(Stored items)
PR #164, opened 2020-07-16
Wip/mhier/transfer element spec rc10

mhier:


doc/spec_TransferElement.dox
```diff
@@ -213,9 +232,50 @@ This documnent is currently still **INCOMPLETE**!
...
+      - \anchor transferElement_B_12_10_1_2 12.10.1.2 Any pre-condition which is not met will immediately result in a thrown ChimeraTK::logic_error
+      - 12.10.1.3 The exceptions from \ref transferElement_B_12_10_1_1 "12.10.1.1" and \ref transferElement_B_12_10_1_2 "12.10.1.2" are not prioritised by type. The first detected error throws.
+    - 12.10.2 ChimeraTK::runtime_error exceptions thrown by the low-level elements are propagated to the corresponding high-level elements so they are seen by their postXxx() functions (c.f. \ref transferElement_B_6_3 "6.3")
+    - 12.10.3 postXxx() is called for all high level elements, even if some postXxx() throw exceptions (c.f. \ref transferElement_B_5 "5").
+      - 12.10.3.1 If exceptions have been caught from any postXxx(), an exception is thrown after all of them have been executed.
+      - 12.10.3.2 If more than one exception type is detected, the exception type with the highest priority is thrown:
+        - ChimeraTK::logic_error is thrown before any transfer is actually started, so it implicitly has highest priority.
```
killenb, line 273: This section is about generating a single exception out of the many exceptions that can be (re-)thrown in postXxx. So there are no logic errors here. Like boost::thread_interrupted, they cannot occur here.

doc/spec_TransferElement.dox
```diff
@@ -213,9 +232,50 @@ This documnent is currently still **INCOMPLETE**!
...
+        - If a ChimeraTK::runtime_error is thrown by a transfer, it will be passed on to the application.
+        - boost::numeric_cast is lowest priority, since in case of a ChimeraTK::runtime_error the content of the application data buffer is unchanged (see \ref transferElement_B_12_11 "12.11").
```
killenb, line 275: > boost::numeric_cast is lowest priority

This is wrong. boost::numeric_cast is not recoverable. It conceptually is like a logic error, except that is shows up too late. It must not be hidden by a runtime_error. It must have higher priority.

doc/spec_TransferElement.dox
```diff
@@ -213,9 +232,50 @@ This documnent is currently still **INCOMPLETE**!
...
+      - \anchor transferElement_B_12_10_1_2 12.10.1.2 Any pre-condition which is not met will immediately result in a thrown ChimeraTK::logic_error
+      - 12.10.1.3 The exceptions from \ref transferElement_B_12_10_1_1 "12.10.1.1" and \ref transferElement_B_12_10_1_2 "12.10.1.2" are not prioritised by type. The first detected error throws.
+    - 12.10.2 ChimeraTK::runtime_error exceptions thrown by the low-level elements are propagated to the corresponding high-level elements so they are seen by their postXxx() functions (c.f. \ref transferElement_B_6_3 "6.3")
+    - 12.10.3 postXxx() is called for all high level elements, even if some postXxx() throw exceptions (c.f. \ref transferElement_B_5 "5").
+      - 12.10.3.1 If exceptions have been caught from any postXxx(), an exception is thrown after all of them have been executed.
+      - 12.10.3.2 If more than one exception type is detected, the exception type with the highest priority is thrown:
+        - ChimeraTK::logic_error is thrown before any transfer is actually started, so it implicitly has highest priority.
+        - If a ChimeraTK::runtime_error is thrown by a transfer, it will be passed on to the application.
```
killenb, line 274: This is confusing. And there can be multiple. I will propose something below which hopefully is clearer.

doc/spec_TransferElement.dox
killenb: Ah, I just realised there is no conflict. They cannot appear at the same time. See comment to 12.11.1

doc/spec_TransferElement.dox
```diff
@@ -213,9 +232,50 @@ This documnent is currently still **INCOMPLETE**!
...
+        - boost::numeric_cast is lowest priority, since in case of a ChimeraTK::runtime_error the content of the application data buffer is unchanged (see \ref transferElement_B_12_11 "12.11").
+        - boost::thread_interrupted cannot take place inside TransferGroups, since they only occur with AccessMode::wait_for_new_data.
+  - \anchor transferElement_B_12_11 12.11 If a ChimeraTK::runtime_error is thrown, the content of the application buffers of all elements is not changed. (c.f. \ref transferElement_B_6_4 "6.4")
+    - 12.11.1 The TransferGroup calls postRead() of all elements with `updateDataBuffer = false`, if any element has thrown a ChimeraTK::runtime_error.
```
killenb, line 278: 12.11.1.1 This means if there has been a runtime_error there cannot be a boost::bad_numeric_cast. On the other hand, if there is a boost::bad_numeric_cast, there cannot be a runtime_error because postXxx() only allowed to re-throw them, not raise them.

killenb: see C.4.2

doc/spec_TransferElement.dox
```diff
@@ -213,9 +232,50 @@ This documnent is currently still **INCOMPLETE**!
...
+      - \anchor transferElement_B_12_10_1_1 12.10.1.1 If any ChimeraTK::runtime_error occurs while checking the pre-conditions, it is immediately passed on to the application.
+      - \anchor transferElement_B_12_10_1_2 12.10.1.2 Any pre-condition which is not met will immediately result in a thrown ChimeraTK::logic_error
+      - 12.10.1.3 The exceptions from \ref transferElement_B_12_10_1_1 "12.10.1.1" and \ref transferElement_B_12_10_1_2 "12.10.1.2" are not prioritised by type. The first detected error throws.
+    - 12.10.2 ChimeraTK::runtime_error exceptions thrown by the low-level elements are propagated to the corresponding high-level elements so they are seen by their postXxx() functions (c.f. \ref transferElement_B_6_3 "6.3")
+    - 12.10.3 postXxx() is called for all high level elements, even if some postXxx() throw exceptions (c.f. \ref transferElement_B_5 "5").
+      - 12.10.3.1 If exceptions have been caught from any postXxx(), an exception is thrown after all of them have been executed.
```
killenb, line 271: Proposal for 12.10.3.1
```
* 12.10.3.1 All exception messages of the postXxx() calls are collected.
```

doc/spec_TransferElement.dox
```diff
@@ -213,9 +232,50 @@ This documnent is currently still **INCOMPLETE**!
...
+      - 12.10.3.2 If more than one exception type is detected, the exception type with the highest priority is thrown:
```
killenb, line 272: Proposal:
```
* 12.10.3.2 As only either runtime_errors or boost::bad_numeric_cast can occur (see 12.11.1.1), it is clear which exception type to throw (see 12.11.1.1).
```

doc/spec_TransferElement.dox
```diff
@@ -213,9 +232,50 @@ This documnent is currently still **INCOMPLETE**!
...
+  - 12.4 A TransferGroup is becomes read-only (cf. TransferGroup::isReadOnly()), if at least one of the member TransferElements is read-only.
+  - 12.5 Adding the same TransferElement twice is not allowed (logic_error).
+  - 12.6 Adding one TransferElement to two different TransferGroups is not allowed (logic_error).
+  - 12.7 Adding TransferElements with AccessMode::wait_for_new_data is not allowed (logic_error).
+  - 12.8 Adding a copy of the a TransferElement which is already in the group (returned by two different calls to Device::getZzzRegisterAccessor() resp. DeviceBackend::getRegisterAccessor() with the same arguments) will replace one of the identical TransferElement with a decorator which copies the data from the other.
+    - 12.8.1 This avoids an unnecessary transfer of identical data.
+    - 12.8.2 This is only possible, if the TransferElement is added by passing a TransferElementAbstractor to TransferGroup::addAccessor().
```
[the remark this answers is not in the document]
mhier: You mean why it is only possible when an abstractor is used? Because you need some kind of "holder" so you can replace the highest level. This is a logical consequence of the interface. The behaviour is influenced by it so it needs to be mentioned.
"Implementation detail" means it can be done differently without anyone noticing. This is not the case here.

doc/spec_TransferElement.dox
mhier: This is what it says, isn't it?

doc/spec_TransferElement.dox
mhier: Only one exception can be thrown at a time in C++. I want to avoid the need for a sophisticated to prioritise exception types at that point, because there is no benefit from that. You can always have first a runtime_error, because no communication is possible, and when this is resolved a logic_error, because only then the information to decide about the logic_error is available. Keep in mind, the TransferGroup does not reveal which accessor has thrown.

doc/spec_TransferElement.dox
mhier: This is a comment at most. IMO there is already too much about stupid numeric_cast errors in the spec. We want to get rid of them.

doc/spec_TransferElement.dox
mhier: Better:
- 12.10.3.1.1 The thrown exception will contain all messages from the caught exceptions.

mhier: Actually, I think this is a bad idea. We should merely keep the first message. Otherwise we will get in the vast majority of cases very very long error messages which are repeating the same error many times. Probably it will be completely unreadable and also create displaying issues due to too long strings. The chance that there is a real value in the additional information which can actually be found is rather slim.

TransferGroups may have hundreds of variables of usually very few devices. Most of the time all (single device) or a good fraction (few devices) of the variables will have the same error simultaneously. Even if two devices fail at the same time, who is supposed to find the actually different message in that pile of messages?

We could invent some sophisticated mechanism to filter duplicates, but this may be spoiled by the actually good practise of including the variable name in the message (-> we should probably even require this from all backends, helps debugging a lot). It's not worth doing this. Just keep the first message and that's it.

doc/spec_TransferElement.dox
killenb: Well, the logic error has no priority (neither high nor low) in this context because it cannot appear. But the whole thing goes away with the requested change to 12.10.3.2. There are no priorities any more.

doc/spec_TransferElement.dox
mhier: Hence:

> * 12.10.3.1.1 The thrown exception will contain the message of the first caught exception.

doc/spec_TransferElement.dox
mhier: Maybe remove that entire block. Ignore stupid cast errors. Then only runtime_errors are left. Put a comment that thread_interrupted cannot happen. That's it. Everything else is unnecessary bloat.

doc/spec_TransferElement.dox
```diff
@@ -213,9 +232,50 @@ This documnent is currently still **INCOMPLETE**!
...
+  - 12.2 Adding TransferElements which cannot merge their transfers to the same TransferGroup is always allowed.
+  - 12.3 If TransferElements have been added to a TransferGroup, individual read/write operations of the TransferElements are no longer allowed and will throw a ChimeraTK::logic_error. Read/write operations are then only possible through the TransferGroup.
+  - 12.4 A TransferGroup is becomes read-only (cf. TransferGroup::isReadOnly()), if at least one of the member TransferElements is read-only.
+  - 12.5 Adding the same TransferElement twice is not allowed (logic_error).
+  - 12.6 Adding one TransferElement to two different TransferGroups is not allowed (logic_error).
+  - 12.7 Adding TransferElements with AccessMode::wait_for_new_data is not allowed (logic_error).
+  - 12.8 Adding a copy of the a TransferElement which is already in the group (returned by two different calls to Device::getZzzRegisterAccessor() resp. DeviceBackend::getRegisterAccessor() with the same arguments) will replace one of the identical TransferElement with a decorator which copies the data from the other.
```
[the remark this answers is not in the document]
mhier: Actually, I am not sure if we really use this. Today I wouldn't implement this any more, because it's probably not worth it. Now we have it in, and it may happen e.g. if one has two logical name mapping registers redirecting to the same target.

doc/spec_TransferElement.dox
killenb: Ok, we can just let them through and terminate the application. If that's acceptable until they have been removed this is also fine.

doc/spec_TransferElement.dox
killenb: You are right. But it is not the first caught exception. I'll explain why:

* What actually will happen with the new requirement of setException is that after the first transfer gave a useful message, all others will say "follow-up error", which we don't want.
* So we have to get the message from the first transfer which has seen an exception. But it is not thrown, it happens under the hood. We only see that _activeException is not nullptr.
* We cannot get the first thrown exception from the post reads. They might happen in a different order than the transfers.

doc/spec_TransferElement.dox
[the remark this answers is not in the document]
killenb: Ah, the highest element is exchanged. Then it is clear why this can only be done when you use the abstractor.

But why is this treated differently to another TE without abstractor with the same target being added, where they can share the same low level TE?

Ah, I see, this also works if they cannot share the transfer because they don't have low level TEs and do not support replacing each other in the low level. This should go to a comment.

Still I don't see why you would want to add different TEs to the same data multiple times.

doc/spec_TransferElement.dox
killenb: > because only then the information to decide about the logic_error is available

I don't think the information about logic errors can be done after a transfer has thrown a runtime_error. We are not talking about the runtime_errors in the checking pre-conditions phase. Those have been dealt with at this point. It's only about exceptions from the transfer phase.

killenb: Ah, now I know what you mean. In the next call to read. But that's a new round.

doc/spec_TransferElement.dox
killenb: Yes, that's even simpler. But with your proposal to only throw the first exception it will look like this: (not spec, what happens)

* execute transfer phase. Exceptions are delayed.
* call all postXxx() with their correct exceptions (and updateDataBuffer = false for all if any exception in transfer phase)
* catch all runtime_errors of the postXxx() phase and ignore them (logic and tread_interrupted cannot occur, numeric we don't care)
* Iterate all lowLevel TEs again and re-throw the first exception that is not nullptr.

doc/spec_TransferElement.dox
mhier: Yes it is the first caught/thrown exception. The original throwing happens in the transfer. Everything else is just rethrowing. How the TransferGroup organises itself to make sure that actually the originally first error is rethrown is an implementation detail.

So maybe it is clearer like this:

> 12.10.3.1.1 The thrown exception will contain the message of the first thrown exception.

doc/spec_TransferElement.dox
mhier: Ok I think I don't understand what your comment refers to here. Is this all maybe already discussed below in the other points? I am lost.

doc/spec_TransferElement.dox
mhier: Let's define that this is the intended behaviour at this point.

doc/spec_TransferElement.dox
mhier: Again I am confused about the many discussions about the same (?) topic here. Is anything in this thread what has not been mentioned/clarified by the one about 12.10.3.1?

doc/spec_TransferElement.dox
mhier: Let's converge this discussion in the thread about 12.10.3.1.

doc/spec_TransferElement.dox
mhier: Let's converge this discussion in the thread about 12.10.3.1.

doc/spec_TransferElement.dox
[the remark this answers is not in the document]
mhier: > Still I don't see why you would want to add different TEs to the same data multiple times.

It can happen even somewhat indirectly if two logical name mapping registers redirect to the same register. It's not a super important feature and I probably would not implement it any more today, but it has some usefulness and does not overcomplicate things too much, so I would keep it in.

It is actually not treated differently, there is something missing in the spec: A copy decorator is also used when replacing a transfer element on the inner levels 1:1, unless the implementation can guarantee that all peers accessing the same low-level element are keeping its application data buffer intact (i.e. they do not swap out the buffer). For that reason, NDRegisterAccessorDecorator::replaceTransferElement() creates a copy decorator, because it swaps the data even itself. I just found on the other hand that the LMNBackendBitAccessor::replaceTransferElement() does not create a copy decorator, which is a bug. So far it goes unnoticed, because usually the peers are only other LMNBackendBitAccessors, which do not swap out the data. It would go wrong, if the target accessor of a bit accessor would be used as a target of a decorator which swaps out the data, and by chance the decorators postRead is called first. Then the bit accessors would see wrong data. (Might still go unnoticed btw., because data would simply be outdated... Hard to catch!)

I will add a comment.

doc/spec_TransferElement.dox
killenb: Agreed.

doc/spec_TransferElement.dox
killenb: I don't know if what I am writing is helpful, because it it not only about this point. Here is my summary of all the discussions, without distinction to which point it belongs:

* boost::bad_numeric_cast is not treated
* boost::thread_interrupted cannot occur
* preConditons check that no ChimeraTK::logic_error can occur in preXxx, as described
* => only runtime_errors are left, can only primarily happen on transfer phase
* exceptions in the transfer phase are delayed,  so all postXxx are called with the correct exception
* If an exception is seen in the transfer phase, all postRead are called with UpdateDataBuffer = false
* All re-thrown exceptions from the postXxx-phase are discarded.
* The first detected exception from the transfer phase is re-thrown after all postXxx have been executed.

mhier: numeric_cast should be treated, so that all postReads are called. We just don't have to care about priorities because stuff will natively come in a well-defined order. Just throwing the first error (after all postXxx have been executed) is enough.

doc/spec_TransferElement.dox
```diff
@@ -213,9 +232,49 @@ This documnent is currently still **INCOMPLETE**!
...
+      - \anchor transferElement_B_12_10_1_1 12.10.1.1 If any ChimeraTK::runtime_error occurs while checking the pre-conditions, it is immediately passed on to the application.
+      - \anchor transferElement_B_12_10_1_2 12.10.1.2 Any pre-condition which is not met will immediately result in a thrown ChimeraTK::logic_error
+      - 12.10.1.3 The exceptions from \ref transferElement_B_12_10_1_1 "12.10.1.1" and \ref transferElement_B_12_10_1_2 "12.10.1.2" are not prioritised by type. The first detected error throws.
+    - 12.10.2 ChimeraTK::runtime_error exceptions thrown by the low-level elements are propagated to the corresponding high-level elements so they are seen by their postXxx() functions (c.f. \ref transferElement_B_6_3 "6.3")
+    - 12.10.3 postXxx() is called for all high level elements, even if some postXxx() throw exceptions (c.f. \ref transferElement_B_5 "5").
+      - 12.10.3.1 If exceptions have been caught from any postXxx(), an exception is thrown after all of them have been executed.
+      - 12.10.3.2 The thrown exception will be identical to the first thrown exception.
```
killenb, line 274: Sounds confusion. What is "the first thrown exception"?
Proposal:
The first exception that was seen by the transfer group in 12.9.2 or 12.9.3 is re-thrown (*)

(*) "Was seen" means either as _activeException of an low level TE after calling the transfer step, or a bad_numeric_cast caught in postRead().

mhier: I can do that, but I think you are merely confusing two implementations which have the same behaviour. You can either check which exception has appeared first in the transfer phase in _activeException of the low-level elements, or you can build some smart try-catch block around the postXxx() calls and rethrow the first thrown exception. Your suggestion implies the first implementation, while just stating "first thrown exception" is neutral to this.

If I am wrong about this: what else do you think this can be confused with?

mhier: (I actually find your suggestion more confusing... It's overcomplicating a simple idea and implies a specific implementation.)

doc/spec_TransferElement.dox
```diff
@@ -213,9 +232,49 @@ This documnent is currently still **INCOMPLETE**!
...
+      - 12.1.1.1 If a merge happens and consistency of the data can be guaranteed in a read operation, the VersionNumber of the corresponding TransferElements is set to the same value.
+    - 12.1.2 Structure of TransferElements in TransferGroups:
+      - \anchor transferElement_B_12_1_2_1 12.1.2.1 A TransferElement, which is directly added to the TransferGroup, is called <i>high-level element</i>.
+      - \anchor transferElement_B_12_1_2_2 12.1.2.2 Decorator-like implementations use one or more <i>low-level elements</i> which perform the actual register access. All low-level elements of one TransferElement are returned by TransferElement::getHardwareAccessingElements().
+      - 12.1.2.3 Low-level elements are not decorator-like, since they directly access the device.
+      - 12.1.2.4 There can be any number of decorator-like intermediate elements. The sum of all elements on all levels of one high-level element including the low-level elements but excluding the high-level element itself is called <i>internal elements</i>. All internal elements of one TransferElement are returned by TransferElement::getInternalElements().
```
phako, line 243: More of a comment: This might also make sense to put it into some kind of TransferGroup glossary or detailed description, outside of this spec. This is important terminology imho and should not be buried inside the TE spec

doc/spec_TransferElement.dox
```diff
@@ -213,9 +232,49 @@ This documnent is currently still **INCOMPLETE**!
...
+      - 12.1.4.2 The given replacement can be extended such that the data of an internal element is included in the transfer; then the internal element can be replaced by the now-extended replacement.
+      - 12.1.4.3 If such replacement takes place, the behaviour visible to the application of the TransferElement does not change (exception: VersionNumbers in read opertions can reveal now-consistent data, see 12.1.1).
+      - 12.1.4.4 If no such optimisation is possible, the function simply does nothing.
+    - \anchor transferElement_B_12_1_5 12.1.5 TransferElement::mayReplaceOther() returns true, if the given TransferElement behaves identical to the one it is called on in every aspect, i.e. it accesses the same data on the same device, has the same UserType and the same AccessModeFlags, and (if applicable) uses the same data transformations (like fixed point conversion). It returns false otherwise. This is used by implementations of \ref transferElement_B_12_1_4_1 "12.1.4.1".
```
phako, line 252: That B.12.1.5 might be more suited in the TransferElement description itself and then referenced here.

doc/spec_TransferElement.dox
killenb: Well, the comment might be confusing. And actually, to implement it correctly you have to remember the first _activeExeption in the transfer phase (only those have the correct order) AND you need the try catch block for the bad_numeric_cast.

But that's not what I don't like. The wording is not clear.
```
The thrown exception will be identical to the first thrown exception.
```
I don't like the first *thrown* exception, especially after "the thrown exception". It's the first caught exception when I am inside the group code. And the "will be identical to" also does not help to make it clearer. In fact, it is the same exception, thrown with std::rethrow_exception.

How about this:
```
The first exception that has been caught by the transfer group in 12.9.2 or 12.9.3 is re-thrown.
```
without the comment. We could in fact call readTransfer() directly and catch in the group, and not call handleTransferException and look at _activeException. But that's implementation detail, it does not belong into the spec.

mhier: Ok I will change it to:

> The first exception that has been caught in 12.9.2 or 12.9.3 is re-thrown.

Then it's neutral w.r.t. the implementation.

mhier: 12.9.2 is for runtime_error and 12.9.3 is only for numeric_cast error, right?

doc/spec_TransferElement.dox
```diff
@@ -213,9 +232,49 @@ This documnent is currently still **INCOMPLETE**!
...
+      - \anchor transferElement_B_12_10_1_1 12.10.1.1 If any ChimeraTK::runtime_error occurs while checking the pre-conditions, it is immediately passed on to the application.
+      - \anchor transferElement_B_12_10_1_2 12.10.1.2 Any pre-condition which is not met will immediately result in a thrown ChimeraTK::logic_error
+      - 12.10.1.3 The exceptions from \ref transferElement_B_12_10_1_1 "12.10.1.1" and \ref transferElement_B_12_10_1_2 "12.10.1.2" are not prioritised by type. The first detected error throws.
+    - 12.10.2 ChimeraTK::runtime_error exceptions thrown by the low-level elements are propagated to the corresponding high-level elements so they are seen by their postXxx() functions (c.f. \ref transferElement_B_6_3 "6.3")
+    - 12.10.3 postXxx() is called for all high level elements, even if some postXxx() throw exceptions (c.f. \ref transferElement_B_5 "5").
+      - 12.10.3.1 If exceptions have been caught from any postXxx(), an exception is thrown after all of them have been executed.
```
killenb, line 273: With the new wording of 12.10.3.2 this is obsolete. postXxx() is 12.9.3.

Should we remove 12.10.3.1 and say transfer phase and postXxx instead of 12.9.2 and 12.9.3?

* **ABOUT THIS EXERCISE**: Copy the lines above exactly, from the very first through the one containing "killenb, line 273: This", and include no other line.

* **WORKED SOLUTION**:
PR #164, opened 2020-07-16
Wip/mhier/transfer element spec rc10

mhier:


doc/spec_TransferElement.dox
```diff
@@ -213,9 +232,50 @@ This documnent is currently still **INCOMPLETE**!
...
+      - \anchor transferElement_B_12_10_1_2 12.10.1.2 Any pre-condition which is not met will immediately result in a thrown ChimeraTK::logic_error
+      - 12.10.1.3 The exceptions from \ref transferElement_B_12_10_1_1 "12.10.1.1" and \ref transferElement_B_12_10_1_2 "12.10.1.2" are not prioritised by type. The first detected error throws.
+    - 12.10.2 ChimeraTK::runtime_error exceptions thrown by the low-level elements are propagated to the corresponding high-level elements so they are seen by their postXxx() functions (c.f. \ref transferElement_B_6_3 "6.3")
+    - 12.10.3 postXxx() is called for all high level elements, even if some postXxx() throw exceptions (c.f. \ref transferElement_B_5 "5").
+      - 12.10.3.1 If exceptions have been caught from any postXxx(), an exception is thrown after all of them have been executed.
+      - 12.10.3.2 If more than one exception type is detected, the exception type with the highest priority is thrown:
+        - ChimeraTK::logic_error is thrown before any transfer is actually started, so it implicitly has highest priority.
```
killenb, line 273: This section is about generating a single exception out of the many exceptions that can be (re-)thrown in postXxx. So there are no logic errors here. Like boost::thread_interrupted, they cannot occur here.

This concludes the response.